Tue November 19, 2024 4:00 pm
CUA Seminar – Philip Kim: Anyon Braiding in Graphene Quantum Hall Interferometer
Location:Harvard Ory Forum (301 A/B) in the Goel Building (60 Oxford)
Philip Kim,
Harvard University
Ten Minute Talk:"Sensing Electron Spins of Copper Phthalocyanine via Relaxometry of Shallow NVs in Diamond" by
Boning Li,
MIT
The search for anyons, quasiparticles with fractional charge and exotic exchange statistics, has inspired decades of condensed matter research. Moreover, it has been predicted that exchange braiding of these particles, especially non-abelian anyons, can produce topologically protected logic operations that can serve as building blocks for fault-tolerant quantum computing.
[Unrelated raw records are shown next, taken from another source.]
Issue #1899, opened 2020-07-30
Collision safety node 


SteveMacenski:
While this is an area I've typically not found belonging to navigation, this has come up so many times maybe its worth just including it. The goal is to make a node that takes in raw sensor data from a lidar (2D, 3D, I suppose a depth camera, just something that  gives ranges in the forward motion direction) and either stop or slow the robot to avoid collisions. 

We've added heartbeat server alive + lifecycle transition support and this falls into the same category of safety awareness / promises we can round it off with (e.g. we now know within a timeout everything is running properly and activated, this will now ensure no collisions using raw safety data which nicely rounds off the minimum needs for a safe robot regardless of algorithm for planning and control or localization quality).

In most industrial situations, you might use something like a SICK lidar that has this capability built in and is safety rated. For smaller robots falling under less strict functional safety requirements and budgets, a laser like this may be out of scope and needing a solution based on the ROS sensors they have available. It is not a suitable safety certification alternative, but will give you comparable non-certified capability as long as the sensor and ROS driver are publishing information.

There are 2 major options (probably do both and give the user option of which to use):
- Define a bounding box and a point threshold and if > N points appear in this box in front of the robot, stop it. Usually with a larger bounding box in front of the stop box to warn of a collision and slow the maximum speeds.
- Look at sensor data and look at the closest few points. With the current speed, estimate the time to collision to those points. If the time is < N seconds (1, 5, 10, etc), slow the robot until its = N seconds. The effect here would be to make the robot always N seconds from a collision and continuously scale down the speeds.  

This can be trivially made in about a day:
- Transform data from source frame to base_link
- Take in user-generated box sizes
- Check if data in boxes -> react
- Take current odometry speed, do basic kinematics to tell the time to collision. If < N, limit speed. 

Useful for both autonomous navigation and as an important element in an assisted teleop system (does this replace the assisted part?)

mikeferguson:
I would actually suggest not doing this - for two reasons:

1. To my knowledge, there aren't any standards out there that define "less strict functional safety requirements" for smaller robots. Sure, people are doing it - but largely because they've decided they can assume and insure out the liability related. Sure you've got a license that says "no warranty" - but most of these licenses haven't actually gone through the courts, especially with regards to limited liability claims.
[...]

PR #2554, opened 2021-09-07
Navigation Safety Node - Summer 2021

Spnetic-5:
---

## Basic Info

| ------ | ----------- |
| Ticket(s) this addresses   | (tickets: #1899 ) |
| Primary OS tested on | (Ubuntu20.04, ROS 2 Galactic) |
| Robotic platform tested on | (Not tested yet) |

---

Creation of a ROS 2 node that will prevent robot collision based on lidar and/or RGBD data
* converted the scan data into pointcloud2 & then transformed it into the base_frame parameter value using TF.
* created a new utility function called makeVectorPointsFromString under the nav2_util package, which takes a string of points as an input parameter returns a vector of points.
* created function for defining a safety polygon for the robot using input parameters.
*  made multiple Laserscan subscribers to multiple topics which are passed as the vector of strings parameter.
* created detectPoints function to detect if the detected points in pointcloud are inside the safety polygon or not.

---

* I think there might be some optimizations to be made in the current code.
* need to test the working of detectPoints function for checking if it covers all the edge cases.
* use the zone_action param value to trigger a reaction using another controller node.
 
#### For Maintainers: 


nav2_safety_nodes/CMakeLists.txt
```diff
@@ -0,0 +1,112 @@
...
+
+nav2_package()
+
+link_libraries(stdc++fs)
+
+include_directories(
+  include
+)
+# prevent pluginlib from using boost
+# target_compile_definitions(nav2_safety_nodes_core PUBLIC "PLUGINLIB__DISABLE_BOOST_FUNCTIONS")
```
SteveMacenski, line 34: remove commented out code

nav2_safety_nodes/CMakeLists.txt
```diff
@@ -0,0 +1,112 @@
...
+)
+
+add_executable(nav2_safety_node
+  src/main.cpp
+)
+
+target_link_libraries(nav2_safety_node
+  nav2_safety_node_core
+)
+
```
SteveMacenski, line 67: 1 space between each thing -- apply for the full file. Lots of irregular spacing below

nav2_safety_nodes/CMakeLists.txt
```diff
@@ -0,0 +1,112 @@
...
+if(BUILD_detect_testING)
+  find_package(ament_lint_auto REQUIRED)
+  # the following line skips the linter which checks for copyrights
+  # uncomment the line when a copyright and license is not present in all source files
+  set(ament_cmake_copyright_FOUND TRUE)
+  # the following line skips cpplint (only works in a git repo)
+  # uncomment the line when this package is not in a git repo
+  set(ament_cmake_cpplint_FOUND TRUE)
+  ament_lint_auto_find_detect_test_dependencies()
+
```
SteveMacenski, line 105: This is where you would `add_directory(test)` for adding your tests

nav2_safety_nodes/include/nav2_safety_nodes/nav2_safety_node.hpp
```diff
@@ -0,0 +1,154 @@
+#ifndef NAV2_SAFETY_NODES__NAV2_SAFETY_NODE_HPP_
```
SteveMacenski, line 1: Needs a apache 2.0 copyright header

nav2_safety_nodes/package.xml
```diff
@@ -0,0 +1,35 @@
+<?xml version="1.0"?>
+<?xml-model href="http://download.ros.org/schema/package_format3.xsd" schematypens="http://www.w3.org/2001/XMLSchema"?>
+<package format="3">
+  <name>nav2_safety_nodes</name>
+  <version>0.0.0</version>
+  <description>TODO: Package description</description>
+  <maintainer email="saurabhpowar1823@gmail.com">ssp</maintainer>
+  <license>TODO: License declaration</license>
```
SteveMacenski, line 8: Apache 2.0 for the license, add me as a maintainer

SteveMacenski: ALso make the version match the versions in the current packages in `main`

SteveMacenski: Add a description too in `<description>`

nav2_safety_nodes/package.xml
```diff
@@ -0,0 +1,35 @@
...
+  <depend>sensor_msgs</depend>
+  <depend>geometry_msgs</depend>
+  <depend>visualization_msgs</depend>
+  <depend>laser_geometry</depend>
+  <depend>nav2_util</depend>
+  <depend>pluginlib</depend>
+  <depend>tf2</depend>
+  <depend>tf2_geometry_msgs</depend>
+  <depend>tf2_ros</depend>
+  <depend>tf2_sensor_msgs</depend>
```
SteveMacenski, line 25: Fix irregular spacing -- also verify that you have all of your dependencies listed here.

nav2_safety_nodes/src/main.cpp
```diff
@@ -0,0 +1,14 @@
...
+
+int main(int argc, char ** argv)
+{
+  rclcpp::init(argc, argv);
+  auto node = std::make_shared<nav2_safety_nodes::SafetyZone>();
+  rclcpp::spin(node->get_node_base_interface());
+  rclcpp::shutdown();
+
+  return 0;
+}
```
SteveMacenski, line 14: needs space at EOF

nav2_util/include/nav2_util/string_utils.hpp
```diff
@@ -23,22 +25,35 @@ namespace nav2_util
...
+std::vector<std::vector<float>> parseVVF(const std::string & input, std::string & error_return);
+
+/**
+ * @brief Make the vector from the given string.
+ * @param str_pts
+ * @param vector_pts
+ * Format should be bracketed array of arrays of floats, like so: [[1.0, 2.2], [3.3, 4.2], ...]
+ *
+ */
+bool makeVectorPointsFromString(const std::string & safety_zone_str,
```
SteveMacenski, line 54: These variable names should be more general for the general approach that this function is. Its just a param string in and a set of points out

nav2_util/src/string_utils.cpp
```diff
@@ -45,4 +51,117 @@ Tokens split(const string & tokenstring, char delimiter)
   return tokens;
 }
 
+
+/** @brief Parse a vector of vector of floats from a string.
+ * @param input
+ * @param error_return
+ * Syntax is [[1.0, 2.0], [3.3, 4.4, 5.5], ...] */
+std::vector<std::vector<float>> parseVVF(const std::string & input, std::string & error_return)
```
SteveMacenski, line 59: Please verify for me: this is an exact  copy paste from costmap 2d, right?

nav2_safety_nodes/include/nav2_safety_nodes/nav2_safety_node.hpp
```diff
@@ -0,0 +1,154 @@
...
+
+#include <memory>
+#include <string>
+#include <vector>
+#include <queue>
+
+#include "rclcpp/rclcpp.hpp"
+#include "visualization_msgs/msg/marker.hpp"
+
+// #include "tf2/convert.h"
```
SteveMacenski, line 12: remove commented code

nav2_safety_nodes/include/nav2_safety_nodes/nav2_safety_node.hpp
```diff
@@ -0,0 +1,154 @@
...
+
+#include "sensor_msgs/msg/point_cloud2.hpp"
+#include "sensor_msgs/point_cloud2_iterator.hpp"
+#include "laser_geometry/laser_geometry.hpp"
+#include "geometry_msgs/msg/polygon_stamped.hpp"
+#include "geometry_msgs/msg/point.hpp"
+#include "nav2_msgs/msg/speed_limit.hpp"
+#include "nav2_util/lifecycle_node.hpp"
+#include "nav2_util/string_utils.hpp"
+namespace nav2_safety_nodes
```
SteveMacenski, line 27: add proper spacing between namespace, includes, and class definitions. See other files for examples.

nav2_safety_nodes/include/nav2_safety_nodes/nav2_safety_node.hpp
```diff
@@ -0,0 +1,154 @@
...
+    SafetyZone();
+    /**
+     * @brief A destructor for nav2_safety_nodes::SafetyZone class
+     */
+    ~SafetyZone();
+
+    /**
+     * @brief Configures member variables
+     *
+     * Initializes action server for "follow_waypoints"
```
SteveMacenski, line 44: I don't think this is follow_waypoints :wink:

nav2_safety_nodes/include/nav2_safety_nodes/nav2_safety_node.hpp
```diff
@@ -0,0 +1,154 @@
...
+    nav2_util::CallbackReturn on_cleanup(const rclcpp_lifecycle::State & state) override;
+    /**
+     * @brief Called when in shutdown state
+     * @param state Reference to LifeCycle node state
+     * @return SUCCESS or FAILURE
+     */
+    nav2_util::CallbackReturn on_shutdown(const rclcpp_lifecycle::State & state) override;
+
+    /**
+       * @brief Get the pose of the robot in the global frame of the costmap
```
SteveMacenski, line 75: indentation

SteveMacenski: Also this is all commented out --- remove?

nav2_safety_nodes/include/nav2_safety_nodes/nav2_safety_node.hpp
```diff
@@ -0,0 +1,154 @@
...
+       * @return True if the pose was set successfully, false otherwise
+       */
+    // bool getRobotPose(geometry_msgs::msg::PoseStamped & global_pose);
+    
+    // The Logger object for logging
+    rclcpp::Logger logger_{rclcpp::get_logger("nav2_safety_nodes")};
+
+protected:
+    // The local node
+    std::vector<geometry_msgs::msg::Point> safety_zone;
```
SteveMacenski, line 86: Missing traling underscore for a class member variable

nav2_safety_nodes/include/nav2_safety_nodes/nav2_safety_node.hpp
```diff
@@ -0,0 +1,154 @@
...
+    int zone_num_pts_{0};
+    std::string base_frame_;   ///< The frame_id of the robot base
+    double tf_tolerance_{};
+    std::vector<std::string> scan_topics_;
+    std::string speed_limit_topic_;
+
+    /**
+     * @brief Initialize required ROS transformations
+     */
+    void initTransforms();
```
SteveMacenski, line 104: All functions go above all variables

nav2_safety_nodes/include/nav2_safety_nodes/nav2_safety_node.hpp
```diff
@@ -0,0 +1,154 @@
...
+    std::shared_ptr<tf2_ros::Buffer> tf2_;
+    std::shared_ptr<tf2_ros::TransformListener> tf2_listener_;
+
+    // Used to project laser scans into point clouds
+    laser_geometry::LaserProjection projector_;
+    std::queue<sensor_msgs::msg::PointCloud2> sensor_data;
```
SteveMacenski, line 110: missing the trailing underscore

nav2_safety_nodes/include/nav2_safety_nodes/nav2_safety_node.hpp
```diff
@@ -0,0 +1,154 @@
...
+
+    /**
+       * @brief Get the pose of the robot in the global frame of the costmap
+       * @param global_pose Will be set to the pose of the robot in the global frame of the costmap
+       * @return True if the pose was set successfully, false otherwise
+       */
+    // bool getRobotPose(geometry_msgs::msg::PoseStamped & global_pose);
+    
+    // The Logger object for logging
+    rclcpp::Logger logger_{rclcpp::get_logger("nav2_safety_nodes")};
```
SteveMacenski, line 82: Why is this public?

nav2_safety_nodes/include/nav2_safety_nodes/nav2_safety_node.hpp
```diff
@@ -0,0 +1,154 @@
...
+     */
+    void timerCallback();
+
+    /**
+     * @brief  A callback to handle buffering LaserScan messages
+     * @param message The message returned from a message notifier
+     */
+    void laserCallback(const sensor_msgs::msg::LaserScan::SharedPtr message);
+    
+    double dotProduct(const Eigen::Vector3d &pt1,
```
SteveMacenski, line 137: Why new line?

SteveMacenski: Also linting, there are mising spaces

nav2_safety_nodes/include/nav2_safety_nodes/nav2_safety_node.hpp
```diff
@@ -0,0 +1,154 @@
...
+        const Eigen::Vector3d &pt2);
+
+    /**
+     * @brief  Function for detecting if point is inside or outside of safety zone
+     * @param message Pointcloud & safetyzone
+     * @return Number of points Inside
+     */
+    int detectPoints(
+      const sensor_msgs::msg::PointCloud2 &cloud,
+      std::vector<geometry_msgs::msg::Point> safety_zone);
```
SteveMacenski, line 147: Should be a reference, also the cloud reference is missing a space

nav2_safety_nodes/launch/nav2_safety_node.launch.py
```diff
@@ -0,0 +1,44 @@
+from launch import LaunchDescription
+from launch.actions import DeclareLaunchArgument
+from launch.actions import ExecuteProcess
+from launch.substitutions import LaunchConfiguration
+from launch_ros.actions import Node
+
+import yaml
+
+
+def generate_launch_description():
```
SteveMacenski, line 10: What is this launch file for?

SteveMacenski: Looks like it should be removed

nav2_safety_nodes/src/nav2_safety_node.cpp
```diff
@@ -0,0 +1,250 @@
...
+{
+
+SafetyZone::SafetyZone()
+: nav2_util::LifecycleNode("SafetyZone", "", false)
+{
+  logger_ = get_logger();
+  RCLCPP_INFO(logger_, "Creating Safety Polygon");
+
+  // Vector of string for multiple LaserScan topics
+  const std::vector<std::string> scan{};
```
SteveMacenski, line 21: This variable should be called `scan_topics` and it should contain a single entry `scan` so by default it uses the scan topic if none other are given

nav2_safety_nodes/src/nav2_safety_node.cpp
```diff
@@ -0,0 +1,250 @@
...
+  declare_parameter("zone_action", rclcpp::ParameterValue(0.0));
+  declare_parameter("zone_priority", rclcpp::ParameterValue(1));
+  declare_parameter("zone_num_pts", rclcpp::ParameterValue(1));
+  declare_parameter("base_frame", std::string("base_link"));
+  declare_parameter("tf_tolerance", rclcpp::ParameterValue(0.01));
+  declare_parameter("scan_topics", scan);
+  declare_parameter("speed_limit_topic", rclcpp::ParameterValue("speed_limit"));
+}
+
+SafetyZone::~SafetyZone()
```
SteveMacenski, line 33: If you do nothing here, then remove this from the cpp file and for the destructor in the hpp file use `= default` for the default destructor behavior

nav2_safety_nodes/src/nav2_safety_node.cpp
```diff
@@ -0,0 +1,250 @@
...
+  return nav2_util::CallbackReturn::SUCCESS;
+}
+
+nav2_util::CallbackReturn
+SafetyZone::on_deactivate(const rclcpp_lifecycle::State & /*state*/)
+{
+  RCLCPP_INFO(logger_, "Deactivating");
+  safety_polygon_pub_->on_deactivate();
+  point_cloud_pub_->on_deactivate();
+  speed_limit_pub_->on_deactivate();
```
SteveMacenski, line 63: Timer should be cancelled

nav2_safety_nodes/src/nav2_safety_node.cpp
```diff
@@ -0,0 +1,250 @@
...
+nav2_util::CallbackReturn
+SafetyZone::on_shutdown(const rclcpp_lifecycle::State &)
+{
+  RCLCPP_INFO(logger_, "Shutting down");
+  return nav2_util::CallbackReturn::SUCCESS;
+}
+
+// Get Parameters
+void
+SafetyZone::getParameters()
```
SteveMacenski, line 87: Delete this function and move its contents into `on_configure`

nav2_safety_nodes/src/nav2_safety_node.cpp
```diff
@@ -0,0 +1,250 @@
...
+{
+  RCLCPP_DEBUG(logger_, " getParameters");
+  std::string speed_limit_topic;
```
SteveMacenski, line 90: This variable is unused, remove

nav2_safety_nodes/src/nav2_safety_node.cpp
```diff
@@ -0,0 +1,250 @@
...
+{
+  RCLCPP_INFO(logger_, "Shutting down");
+  return nav2_util::CallbackReturn::SUCCESS;
+}
+
+// Get Parameters
+void
+SafetyZone::getParameters()
+{
+  RCLCPP_DEBUG(logger_, " getParameters");
```
SteveMacenski, line 89: remove this logging, replace with an INFO message that has actual sentence structure, not just debugging artifacts.

nav2_safety_nodes/src/nav2_safety_node.cpp
```diff
@@ -0,0 +1,250 @@
...
+  // If the safety_polygon has been specified, it must be in the correct format
+  if (safety_polygon_ != "" && safety_polygon_ != "[]") {
+    // Polygon parameter has been specified, polygon -> point vector(safety_zone)
+    std::vector<geometry_msgs::msg::Point> safety_zone;
+    /// string of polygon points and returns a polygon vector
+    nav2_util::makeVectorPointsFromString(safety_polygon_, safety_zone);
+  } else {
+    // Polygon provided but invalid, so stay with the radius
+    RCLCPP_ERROR(
+      logger_, "The safety_polygon is invalid: \"%s\" :) ",
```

Fractional quantum Hall (FQH) effects, in which electrons are confined to two spatial dimensions and subjected to large magnetic fields, have long been predicted to host emergent fractionally charged excitations that obey neither fermionic nor bosonic exchange statistics. Quantum Hall (QH) interferometers allow direct observation of the anyon braiding phase via discrete interference phase jumps as the quasiparticle number changes. FQH Fabry-Pérot (FP) interferometers allow direct measurements of anyon entanglement via the entanglement phase (equivalently two exchanges) of quasiparticles around a confined cavity. By partially backscattering the current at two quantum point contact (QPC) constrictions, the conductance through the FP cavity includes interference terms depending on the phase accrued by quantum Hall (QH) edge-traveling quasiparticles. In this talk, we discuss the observation of the universal anyonic braiding phase in graphene-based quantum Hall interferometers. We demonstrate a new way to characterize the anyon exchange statistics using random telegraph noise that can be controlled by experimental parameters.